◆ Data for this task

====

Issue #6088, opened 2025-01-15
Service supports traffic closed-loop


JiaweiGithub:
**What would you like to be added/modified**:
![service-closed-loop](https://github.com/user-attachments/assets/5963738c-ba87-49a8-b2f6-10c3883ba953)**Why is this needed**:
Edge computing nodes are increasingly deployed in multi-region environments. Native Kubernetes topology-aware routing provides a mechanism to help keep traffic within the region where it originated.When calculating service endpoints, the EndpointSlice controller considers the physical topology of each endpoint (region and zone) and populates the hint fields to assign them to the appropriate region.

Native Kubernetes relies on kube-proxy for traffic management. However, in the KubeEdge architecture, there is no kube-proxy, and service communication relies on the edgemesh component.Therefore, this solution is based on edgemesh to implement a closed-loop for service communication traffic.

https://kubernetes.io/zh-cn/docs/concepts/services-networking/topology-aware-routing/

JiaweiGithub:
Currently, node group management supports functions similar to topology-aware.https://github.com/kubeedge/kubeedge/blob/master/docs/proposals/node-group-management.md

JiaweiGithub:
Based on the debugging results of the actual code, there are some issues with this functionality:

1.The cloud does not watch the endpointSlice resource.
2.The NeedFilter method has a type conversion error; the content is actually of a type similar to endpointSlice resources and cannot be cast to UnstructuredList and Unstructured.

<img width="963" alt="Image" src="https://github.com/user-attachments/assets/d8c2afdb-be6f-435e-8b53-cf9aea024ab4" />

JiaweiGithub:
According to the latest research, endpointslice is not required in the traffic closed loop of kubeedge. There are two problems as follows.
1.unstructured type conversion error.
2.Filter method does not work when endpoints are synchronized.

PR #6149, opened 2025-02-13
Solve endpoints synchronization filtering not work

JiaweiGithub:
**What type of PR is this?**

/kind bug

There is no cache in the informer when synchronization starts, causing the filtering method to return false and not work. There is a cache later, and the edge  resource will not be updated if it has not changed.

Fixes #
https://github.com/kubeedge/kubeedge/issues/6088

```release-note

```

### DIFF
--- a/cloud/pkg/dynamiccontroller/filter/endpointresource/endpointresource.go
+++ b/cloud/pkg/dynamiccontroller/filter/endpointresource/endpointresource.go
@@ -1,13 +1,17 @@
 package endpointresource
 
 import (
+	"context"
+
 	v1 "k8s.io/api/core/v1"
 	discovery "k8s.io/api/discovery/v1"
 	"k8s.io/apimachinery/pkg/api/meta"
+	metav1 "k8s.io/apimachinery/pkg/apis/meta/v1"
 	"k8s.io/apimachinery/pkg/apis/meta/v1/unstructured"
 	"k8s.io/apimachinery/pkg/runtime"
 	"k8s.io/klog/v2"
 
+	"github.com/kubeedge/kubeedge/cloud/pkg/common/client"
 	"github.com/kubeedge/kubeedge/cloud/pkg/controllermanager/nodegroup"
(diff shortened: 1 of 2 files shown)


cloud/pkg/dynamiccontroller/filter/endpointresource/endpointresource.go
```diff
@@ -123,19 +127,32 @@ func filterEndpoints(targetNode string, obj runtime.Object) {
...
 	}
 	svcName := ep.GetName()
-	svcRaw, err := filter.GetDynamicResourceInformer(v1.SchemeGroupVersion.WithResource("services")).Lister().ByNamespace(ep.Namespace).Get(svcName)
-	if err != nil {
-		klog.Errorf("filter endpoint slice for svc %s error: %v", svcName, err)
-		return
+	var svcRaw interface{}
+
+	if !filter.GetDynamicResourceInformer(v1.SchemeGroupVersion.WithResource("services")).Informer().HasSynced() {
+		klog.Infof("services informer has not synced yet")
```
wbc6080, line 133:
```suggestion
		klog.Info("services informer has not synced yet")
```

cloud/pkg/dynamiccontroller/filter/util.go
```diff
@@ -1,36 +1,57 @@
...
+	if targetNodeName == epNodeName {
 		return true
 	}
-	targetNode, err := GetDynamicResourceInformer(v1.SchemeGroupVersion.WithResource("nodes")).Lister().Get(targetNodeName)
+
+	var getNode func(string) (interface{}, error)
+
+	// Define a function to get the node based on whether the informer is synced
+	if !GetDynamicResourceInformer(v1.SchemeGroupVersion.WithResource("nodes")).Informer().HasSynced() {
+		klog.Infof("nodes informer has not synced yet")
```
wbc6080, line 28:
```suggestion
		klog.Info("nodes informer has not synced yet")
```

====

◆ Work instruction
Repeat exactly the lines of the listing above, from the one with "1.The cloud does" down to the one with "2.Filter method does"; both of those lines belong in the range.

◆ Written answer
1.The cloud does not watch the endpointSlice resource.
2.The NeedFilter method has a type conversion error; the content is actually of a type similar to endpointSlice resources and cannot be cast to UnstructuredList and Unstructured.

<img width="963" alt="Image" src="https://github.com/user-attachments/assets/d8c2afdb-be6f-435e-8b53-cf9aea024ab4" />

JiaweiGithub:
According to the latest research, endpointslice is not required in the traffic closed loop of kubeedge. There are two problems as follows.
1.unstructured type conversion error.
2.Filter method does not work when endpoints are synchronized.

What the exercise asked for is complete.